**Work to complete:**
Each line below that contains "AccountAddress" should be counted; give the total alone.

(Stored data)
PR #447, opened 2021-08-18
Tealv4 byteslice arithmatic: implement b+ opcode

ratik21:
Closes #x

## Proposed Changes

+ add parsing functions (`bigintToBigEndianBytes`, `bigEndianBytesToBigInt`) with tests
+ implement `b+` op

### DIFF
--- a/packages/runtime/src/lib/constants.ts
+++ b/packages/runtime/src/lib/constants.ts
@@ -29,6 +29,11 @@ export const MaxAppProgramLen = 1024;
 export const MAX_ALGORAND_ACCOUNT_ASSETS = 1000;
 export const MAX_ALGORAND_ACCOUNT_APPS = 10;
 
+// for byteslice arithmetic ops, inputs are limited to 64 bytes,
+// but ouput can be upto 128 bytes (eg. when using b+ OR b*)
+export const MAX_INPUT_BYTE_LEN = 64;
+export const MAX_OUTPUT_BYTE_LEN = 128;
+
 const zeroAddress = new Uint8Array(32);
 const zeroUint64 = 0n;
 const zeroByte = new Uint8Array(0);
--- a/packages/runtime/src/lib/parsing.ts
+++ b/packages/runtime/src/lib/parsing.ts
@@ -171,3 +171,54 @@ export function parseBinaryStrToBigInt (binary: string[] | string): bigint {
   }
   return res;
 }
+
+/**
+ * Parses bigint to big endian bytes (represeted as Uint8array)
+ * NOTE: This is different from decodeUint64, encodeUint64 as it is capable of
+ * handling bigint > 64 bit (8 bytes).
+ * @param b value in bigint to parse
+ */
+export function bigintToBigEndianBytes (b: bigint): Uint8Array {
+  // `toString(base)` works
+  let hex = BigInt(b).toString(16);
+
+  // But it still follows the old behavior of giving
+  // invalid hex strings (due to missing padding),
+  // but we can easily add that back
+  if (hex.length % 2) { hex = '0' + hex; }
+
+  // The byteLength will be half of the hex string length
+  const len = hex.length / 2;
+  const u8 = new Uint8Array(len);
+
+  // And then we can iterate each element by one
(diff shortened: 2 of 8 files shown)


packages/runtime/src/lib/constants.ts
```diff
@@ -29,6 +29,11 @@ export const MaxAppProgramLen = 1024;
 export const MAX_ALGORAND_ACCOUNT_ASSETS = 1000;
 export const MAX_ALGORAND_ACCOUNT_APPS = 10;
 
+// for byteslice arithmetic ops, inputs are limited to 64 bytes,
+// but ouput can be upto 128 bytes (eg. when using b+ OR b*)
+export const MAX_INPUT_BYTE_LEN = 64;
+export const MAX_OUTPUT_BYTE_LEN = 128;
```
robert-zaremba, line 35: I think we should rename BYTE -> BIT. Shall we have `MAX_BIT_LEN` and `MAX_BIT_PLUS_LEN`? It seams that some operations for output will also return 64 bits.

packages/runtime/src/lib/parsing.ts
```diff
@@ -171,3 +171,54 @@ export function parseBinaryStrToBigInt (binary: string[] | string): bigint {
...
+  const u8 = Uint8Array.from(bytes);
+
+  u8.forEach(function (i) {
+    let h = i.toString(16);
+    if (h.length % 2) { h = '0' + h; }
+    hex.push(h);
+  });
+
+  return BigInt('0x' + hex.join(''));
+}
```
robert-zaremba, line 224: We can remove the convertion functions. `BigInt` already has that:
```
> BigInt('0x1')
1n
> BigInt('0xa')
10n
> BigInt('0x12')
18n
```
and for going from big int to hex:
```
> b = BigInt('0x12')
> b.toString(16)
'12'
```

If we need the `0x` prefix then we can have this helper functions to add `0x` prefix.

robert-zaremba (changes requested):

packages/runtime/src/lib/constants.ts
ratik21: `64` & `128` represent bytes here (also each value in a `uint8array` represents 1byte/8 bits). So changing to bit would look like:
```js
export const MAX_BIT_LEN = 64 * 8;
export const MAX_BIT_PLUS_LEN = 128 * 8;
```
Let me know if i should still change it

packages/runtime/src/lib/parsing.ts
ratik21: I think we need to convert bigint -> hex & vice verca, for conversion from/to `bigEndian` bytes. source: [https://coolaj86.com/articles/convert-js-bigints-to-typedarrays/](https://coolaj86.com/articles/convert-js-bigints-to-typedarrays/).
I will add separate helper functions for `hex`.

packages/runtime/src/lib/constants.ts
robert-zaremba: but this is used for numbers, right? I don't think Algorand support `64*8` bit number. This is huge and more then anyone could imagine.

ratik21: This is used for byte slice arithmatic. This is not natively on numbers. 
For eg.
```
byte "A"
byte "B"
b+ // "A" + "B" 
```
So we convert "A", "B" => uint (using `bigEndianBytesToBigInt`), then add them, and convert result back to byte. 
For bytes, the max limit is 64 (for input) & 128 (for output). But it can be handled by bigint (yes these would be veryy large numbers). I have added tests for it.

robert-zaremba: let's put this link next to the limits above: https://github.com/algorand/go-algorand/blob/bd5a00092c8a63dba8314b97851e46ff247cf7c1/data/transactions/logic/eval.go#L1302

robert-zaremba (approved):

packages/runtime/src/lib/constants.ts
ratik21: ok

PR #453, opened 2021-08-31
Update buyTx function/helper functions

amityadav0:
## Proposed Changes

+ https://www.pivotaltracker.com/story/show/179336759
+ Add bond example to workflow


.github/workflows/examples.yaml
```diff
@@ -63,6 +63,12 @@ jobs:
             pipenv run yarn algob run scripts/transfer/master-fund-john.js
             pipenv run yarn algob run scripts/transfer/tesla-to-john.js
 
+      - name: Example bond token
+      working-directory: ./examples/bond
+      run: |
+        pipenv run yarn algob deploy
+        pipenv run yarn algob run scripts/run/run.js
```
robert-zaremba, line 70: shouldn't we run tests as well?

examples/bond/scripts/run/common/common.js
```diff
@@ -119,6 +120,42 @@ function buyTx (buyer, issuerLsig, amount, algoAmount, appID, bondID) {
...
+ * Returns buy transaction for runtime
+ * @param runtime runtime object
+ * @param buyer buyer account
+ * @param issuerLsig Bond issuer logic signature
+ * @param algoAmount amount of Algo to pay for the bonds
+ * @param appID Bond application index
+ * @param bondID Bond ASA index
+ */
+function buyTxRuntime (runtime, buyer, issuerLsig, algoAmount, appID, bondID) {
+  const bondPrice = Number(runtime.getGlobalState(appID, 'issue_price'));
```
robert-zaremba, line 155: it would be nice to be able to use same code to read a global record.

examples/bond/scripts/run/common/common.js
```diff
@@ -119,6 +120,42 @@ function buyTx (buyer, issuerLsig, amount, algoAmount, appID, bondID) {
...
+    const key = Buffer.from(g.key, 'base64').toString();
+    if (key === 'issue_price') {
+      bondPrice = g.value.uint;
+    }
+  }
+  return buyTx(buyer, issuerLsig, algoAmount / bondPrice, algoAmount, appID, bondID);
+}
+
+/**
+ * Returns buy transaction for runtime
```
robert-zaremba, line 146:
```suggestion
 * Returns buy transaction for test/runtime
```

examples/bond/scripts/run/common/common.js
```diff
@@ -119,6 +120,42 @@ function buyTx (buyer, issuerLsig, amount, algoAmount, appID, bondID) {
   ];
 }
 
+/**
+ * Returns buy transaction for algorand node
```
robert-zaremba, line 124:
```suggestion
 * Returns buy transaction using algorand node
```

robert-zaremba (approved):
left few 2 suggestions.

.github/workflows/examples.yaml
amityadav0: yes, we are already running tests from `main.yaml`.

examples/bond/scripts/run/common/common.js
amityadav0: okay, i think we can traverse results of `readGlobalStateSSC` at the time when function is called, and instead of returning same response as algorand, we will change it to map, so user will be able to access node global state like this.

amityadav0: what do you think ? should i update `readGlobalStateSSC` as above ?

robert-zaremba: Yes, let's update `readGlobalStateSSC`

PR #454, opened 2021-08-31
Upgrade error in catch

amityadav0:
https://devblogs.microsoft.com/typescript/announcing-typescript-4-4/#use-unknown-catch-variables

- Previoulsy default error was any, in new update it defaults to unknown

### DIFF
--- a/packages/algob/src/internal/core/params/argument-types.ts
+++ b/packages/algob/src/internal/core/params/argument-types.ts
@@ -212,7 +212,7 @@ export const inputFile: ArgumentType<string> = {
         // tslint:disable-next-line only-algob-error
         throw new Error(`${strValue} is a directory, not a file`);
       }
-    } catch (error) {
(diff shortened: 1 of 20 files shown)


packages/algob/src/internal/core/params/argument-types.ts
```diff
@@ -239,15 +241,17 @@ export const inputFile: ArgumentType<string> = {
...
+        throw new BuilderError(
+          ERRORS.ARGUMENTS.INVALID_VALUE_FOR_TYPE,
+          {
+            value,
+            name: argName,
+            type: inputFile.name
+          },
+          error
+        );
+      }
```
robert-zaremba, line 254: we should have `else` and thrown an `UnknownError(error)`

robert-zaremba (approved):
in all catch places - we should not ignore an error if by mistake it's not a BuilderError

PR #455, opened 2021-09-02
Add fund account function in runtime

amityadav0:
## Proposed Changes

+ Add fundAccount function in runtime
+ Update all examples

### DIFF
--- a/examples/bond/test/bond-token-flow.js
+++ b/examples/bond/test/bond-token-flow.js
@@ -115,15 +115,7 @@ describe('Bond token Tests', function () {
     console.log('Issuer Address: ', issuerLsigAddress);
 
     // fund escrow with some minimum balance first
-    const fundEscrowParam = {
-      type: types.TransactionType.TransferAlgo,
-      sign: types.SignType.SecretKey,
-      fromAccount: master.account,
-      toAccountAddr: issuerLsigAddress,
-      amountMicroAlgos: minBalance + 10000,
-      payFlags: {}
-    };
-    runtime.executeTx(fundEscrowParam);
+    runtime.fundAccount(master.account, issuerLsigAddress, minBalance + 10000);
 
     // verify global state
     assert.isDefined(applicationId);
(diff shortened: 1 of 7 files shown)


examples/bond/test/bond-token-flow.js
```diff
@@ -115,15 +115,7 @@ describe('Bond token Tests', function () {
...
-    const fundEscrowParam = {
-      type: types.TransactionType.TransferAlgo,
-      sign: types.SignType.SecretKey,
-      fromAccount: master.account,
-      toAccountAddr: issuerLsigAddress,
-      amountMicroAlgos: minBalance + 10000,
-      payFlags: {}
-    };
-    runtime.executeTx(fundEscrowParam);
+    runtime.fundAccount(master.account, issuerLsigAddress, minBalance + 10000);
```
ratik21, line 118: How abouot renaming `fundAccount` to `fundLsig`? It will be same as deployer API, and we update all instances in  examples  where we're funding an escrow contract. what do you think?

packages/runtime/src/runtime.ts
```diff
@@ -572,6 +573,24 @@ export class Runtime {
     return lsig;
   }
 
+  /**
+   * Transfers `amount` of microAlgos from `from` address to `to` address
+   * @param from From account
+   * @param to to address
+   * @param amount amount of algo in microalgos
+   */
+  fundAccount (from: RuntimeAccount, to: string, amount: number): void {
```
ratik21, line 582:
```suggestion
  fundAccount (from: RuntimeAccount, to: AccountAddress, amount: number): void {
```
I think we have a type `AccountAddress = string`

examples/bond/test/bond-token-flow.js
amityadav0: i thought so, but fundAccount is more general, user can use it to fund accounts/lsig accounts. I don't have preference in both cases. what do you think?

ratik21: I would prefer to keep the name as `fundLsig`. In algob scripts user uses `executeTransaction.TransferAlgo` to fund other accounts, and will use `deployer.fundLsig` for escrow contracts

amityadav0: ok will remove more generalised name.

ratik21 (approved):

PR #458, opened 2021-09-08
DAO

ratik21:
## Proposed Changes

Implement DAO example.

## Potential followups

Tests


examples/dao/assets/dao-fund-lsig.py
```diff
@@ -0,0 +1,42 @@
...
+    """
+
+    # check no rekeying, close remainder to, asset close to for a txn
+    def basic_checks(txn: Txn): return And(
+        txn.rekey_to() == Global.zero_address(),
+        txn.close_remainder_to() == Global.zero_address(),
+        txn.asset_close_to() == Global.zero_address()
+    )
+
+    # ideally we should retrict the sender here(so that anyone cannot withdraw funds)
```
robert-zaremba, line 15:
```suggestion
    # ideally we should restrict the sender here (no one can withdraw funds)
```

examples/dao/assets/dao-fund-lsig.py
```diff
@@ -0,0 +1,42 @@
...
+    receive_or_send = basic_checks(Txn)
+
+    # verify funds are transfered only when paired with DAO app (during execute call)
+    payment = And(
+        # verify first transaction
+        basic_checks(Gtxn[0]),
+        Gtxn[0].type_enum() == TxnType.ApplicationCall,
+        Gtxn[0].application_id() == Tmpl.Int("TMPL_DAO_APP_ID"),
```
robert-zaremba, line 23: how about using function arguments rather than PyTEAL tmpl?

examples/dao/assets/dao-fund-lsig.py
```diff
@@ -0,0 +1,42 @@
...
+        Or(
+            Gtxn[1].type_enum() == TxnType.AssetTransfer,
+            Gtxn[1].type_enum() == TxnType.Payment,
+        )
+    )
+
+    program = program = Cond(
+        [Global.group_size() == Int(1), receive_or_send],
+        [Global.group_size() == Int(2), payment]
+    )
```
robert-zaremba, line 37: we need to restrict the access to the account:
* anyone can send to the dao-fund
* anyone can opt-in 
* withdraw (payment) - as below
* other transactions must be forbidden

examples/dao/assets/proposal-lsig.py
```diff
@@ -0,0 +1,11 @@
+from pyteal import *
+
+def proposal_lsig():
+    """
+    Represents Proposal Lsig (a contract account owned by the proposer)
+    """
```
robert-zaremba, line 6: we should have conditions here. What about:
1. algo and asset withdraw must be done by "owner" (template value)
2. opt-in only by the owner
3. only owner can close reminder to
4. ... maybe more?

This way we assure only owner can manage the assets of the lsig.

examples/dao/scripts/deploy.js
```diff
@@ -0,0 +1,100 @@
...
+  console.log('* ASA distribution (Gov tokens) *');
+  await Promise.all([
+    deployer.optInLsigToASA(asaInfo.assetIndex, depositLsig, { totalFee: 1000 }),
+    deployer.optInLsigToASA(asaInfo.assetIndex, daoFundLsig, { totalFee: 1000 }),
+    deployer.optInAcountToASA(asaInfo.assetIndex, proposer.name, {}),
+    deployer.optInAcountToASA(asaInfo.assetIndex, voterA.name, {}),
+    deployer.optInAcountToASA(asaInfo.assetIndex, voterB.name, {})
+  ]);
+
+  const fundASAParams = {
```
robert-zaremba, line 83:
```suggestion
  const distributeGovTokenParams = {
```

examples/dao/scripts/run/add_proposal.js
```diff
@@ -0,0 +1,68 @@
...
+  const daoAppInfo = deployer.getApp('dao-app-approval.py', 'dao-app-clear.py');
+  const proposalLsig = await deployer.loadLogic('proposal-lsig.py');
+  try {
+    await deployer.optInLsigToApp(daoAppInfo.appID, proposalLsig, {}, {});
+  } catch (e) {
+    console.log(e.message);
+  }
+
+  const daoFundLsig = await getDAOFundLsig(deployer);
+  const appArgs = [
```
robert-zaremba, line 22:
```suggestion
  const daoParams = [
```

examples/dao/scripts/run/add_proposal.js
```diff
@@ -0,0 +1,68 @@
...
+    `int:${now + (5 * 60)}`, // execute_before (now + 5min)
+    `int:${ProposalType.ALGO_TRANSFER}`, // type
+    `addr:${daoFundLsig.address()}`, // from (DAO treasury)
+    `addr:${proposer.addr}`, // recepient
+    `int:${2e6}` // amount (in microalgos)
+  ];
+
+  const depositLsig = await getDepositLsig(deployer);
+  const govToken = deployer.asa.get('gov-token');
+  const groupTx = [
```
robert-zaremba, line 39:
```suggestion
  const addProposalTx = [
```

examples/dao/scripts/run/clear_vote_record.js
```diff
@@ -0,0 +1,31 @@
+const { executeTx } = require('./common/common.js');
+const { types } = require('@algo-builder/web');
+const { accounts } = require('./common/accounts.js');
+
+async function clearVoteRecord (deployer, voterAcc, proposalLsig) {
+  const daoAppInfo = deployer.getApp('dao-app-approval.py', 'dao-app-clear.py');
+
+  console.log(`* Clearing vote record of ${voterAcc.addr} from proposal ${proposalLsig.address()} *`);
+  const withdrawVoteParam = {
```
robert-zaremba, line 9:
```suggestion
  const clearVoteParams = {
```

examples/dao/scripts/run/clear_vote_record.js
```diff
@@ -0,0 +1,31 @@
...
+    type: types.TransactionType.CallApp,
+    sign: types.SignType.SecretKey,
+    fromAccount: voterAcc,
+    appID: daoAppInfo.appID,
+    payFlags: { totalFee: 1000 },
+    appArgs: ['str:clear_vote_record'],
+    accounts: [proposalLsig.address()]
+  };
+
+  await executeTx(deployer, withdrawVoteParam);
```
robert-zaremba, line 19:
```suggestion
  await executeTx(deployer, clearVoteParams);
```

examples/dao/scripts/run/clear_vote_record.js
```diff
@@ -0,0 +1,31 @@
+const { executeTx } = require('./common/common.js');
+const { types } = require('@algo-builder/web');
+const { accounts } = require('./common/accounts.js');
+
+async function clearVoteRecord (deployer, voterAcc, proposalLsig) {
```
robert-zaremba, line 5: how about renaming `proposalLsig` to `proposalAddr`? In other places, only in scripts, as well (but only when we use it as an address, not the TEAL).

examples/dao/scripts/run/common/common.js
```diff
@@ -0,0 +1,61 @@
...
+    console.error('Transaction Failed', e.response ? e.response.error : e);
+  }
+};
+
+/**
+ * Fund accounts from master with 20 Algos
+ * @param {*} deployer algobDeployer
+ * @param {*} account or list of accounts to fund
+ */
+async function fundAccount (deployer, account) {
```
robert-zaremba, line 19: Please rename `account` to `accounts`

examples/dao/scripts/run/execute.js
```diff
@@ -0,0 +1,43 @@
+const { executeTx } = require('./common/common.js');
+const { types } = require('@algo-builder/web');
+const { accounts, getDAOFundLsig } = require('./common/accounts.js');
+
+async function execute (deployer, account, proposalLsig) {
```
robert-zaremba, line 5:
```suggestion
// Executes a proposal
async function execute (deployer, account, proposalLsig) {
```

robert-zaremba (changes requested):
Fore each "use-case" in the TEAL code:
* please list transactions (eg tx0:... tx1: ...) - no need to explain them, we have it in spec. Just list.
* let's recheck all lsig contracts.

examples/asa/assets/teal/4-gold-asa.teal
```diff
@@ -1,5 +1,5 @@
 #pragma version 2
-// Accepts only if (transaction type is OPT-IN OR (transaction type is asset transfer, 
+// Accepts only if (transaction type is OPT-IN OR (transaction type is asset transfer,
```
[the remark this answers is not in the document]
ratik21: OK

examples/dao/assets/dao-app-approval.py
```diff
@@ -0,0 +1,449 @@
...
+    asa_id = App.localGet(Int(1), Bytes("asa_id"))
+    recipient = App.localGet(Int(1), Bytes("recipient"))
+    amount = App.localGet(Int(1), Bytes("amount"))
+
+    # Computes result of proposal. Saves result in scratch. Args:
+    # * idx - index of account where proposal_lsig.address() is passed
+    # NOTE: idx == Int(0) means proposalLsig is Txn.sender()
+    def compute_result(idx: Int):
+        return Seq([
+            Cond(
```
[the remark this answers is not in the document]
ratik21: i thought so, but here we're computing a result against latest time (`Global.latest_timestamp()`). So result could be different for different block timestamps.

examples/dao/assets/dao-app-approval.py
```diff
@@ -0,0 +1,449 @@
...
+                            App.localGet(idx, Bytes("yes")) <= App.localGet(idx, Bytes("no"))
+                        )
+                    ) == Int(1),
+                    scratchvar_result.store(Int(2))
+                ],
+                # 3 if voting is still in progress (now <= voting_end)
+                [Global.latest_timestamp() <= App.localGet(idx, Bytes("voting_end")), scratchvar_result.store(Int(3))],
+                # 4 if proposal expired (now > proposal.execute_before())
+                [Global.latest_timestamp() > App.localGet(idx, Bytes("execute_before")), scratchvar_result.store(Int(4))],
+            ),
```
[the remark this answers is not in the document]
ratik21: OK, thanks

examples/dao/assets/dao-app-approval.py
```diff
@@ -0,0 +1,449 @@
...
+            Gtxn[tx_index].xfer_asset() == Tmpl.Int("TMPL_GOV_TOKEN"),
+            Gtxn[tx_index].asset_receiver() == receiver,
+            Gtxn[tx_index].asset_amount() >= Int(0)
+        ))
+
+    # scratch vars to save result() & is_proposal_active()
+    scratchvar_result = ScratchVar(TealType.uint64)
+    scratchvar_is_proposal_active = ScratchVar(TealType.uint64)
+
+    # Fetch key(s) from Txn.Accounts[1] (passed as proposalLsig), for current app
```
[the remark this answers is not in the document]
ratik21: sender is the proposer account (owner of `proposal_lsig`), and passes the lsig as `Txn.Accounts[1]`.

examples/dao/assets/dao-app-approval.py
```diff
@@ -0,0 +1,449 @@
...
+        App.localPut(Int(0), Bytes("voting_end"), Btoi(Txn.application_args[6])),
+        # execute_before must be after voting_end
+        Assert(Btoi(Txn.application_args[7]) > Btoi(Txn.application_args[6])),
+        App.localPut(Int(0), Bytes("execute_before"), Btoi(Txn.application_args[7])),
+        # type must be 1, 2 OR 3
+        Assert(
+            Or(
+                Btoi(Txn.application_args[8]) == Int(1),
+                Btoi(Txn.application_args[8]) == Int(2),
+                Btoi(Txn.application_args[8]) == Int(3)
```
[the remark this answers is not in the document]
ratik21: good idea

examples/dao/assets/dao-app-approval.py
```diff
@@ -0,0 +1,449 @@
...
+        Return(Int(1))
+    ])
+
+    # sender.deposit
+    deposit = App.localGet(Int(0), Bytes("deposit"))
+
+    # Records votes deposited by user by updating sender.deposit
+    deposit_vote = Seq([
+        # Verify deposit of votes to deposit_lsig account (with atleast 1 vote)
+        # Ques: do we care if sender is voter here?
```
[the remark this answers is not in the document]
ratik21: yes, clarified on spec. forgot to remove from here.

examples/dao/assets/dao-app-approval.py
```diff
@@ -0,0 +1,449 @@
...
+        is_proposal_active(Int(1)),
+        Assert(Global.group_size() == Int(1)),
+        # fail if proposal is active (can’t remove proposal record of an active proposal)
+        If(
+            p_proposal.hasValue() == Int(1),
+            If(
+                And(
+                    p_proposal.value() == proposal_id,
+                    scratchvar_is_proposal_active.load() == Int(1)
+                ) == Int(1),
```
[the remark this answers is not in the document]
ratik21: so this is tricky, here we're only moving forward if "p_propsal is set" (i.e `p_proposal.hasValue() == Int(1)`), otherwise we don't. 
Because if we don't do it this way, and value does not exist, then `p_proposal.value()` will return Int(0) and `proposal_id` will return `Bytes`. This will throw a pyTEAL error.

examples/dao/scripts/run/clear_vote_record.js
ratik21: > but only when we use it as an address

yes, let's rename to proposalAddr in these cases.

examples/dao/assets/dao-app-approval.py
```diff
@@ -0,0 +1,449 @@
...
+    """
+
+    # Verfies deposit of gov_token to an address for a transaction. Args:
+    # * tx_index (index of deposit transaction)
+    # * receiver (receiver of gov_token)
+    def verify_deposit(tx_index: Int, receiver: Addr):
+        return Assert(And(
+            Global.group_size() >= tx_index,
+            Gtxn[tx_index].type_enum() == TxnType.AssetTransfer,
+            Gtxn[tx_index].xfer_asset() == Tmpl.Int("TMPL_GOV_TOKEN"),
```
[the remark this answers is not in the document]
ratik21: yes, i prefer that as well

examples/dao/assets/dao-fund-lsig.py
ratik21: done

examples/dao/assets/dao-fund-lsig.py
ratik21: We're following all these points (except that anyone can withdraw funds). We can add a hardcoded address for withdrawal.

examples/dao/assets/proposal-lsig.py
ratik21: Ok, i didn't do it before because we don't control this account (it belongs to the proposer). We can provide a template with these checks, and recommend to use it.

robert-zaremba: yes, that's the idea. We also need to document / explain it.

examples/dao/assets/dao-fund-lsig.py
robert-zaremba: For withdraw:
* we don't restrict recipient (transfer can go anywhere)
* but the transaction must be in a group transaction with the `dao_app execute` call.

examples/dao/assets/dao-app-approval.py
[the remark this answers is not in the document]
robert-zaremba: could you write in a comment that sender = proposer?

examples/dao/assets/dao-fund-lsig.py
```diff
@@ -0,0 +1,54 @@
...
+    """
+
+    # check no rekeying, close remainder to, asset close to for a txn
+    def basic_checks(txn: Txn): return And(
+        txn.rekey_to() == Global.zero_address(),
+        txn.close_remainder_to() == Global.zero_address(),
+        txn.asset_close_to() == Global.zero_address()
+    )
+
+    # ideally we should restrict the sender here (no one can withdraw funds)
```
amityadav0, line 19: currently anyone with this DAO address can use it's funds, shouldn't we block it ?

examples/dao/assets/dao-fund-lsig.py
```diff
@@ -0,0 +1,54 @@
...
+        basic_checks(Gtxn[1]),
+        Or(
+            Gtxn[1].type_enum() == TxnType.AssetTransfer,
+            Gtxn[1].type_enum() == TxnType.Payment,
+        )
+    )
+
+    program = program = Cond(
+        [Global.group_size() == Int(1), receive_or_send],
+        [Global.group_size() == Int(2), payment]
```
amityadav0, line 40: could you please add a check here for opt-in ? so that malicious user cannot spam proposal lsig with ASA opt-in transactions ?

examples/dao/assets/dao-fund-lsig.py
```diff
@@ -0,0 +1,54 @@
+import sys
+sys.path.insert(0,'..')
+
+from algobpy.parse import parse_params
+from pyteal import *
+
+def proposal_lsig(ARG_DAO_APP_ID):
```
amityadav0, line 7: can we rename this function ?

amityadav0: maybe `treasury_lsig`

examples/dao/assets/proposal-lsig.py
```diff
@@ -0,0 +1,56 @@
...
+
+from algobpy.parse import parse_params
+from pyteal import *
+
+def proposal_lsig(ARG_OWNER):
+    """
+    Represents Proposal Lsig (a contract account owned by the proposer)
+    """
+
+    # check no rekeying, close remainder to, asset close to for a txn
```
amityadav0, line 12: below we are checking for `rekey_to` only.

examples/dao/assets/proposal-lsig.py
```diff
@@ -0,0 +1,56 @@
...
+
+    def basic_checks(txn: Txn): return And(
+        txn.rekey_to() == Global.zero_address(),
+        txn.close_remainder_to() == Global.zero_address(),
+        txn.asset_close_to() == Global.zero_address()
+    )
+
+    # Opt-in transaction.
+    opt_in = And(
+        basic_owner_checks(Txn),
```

**Answer to the exercise:**
2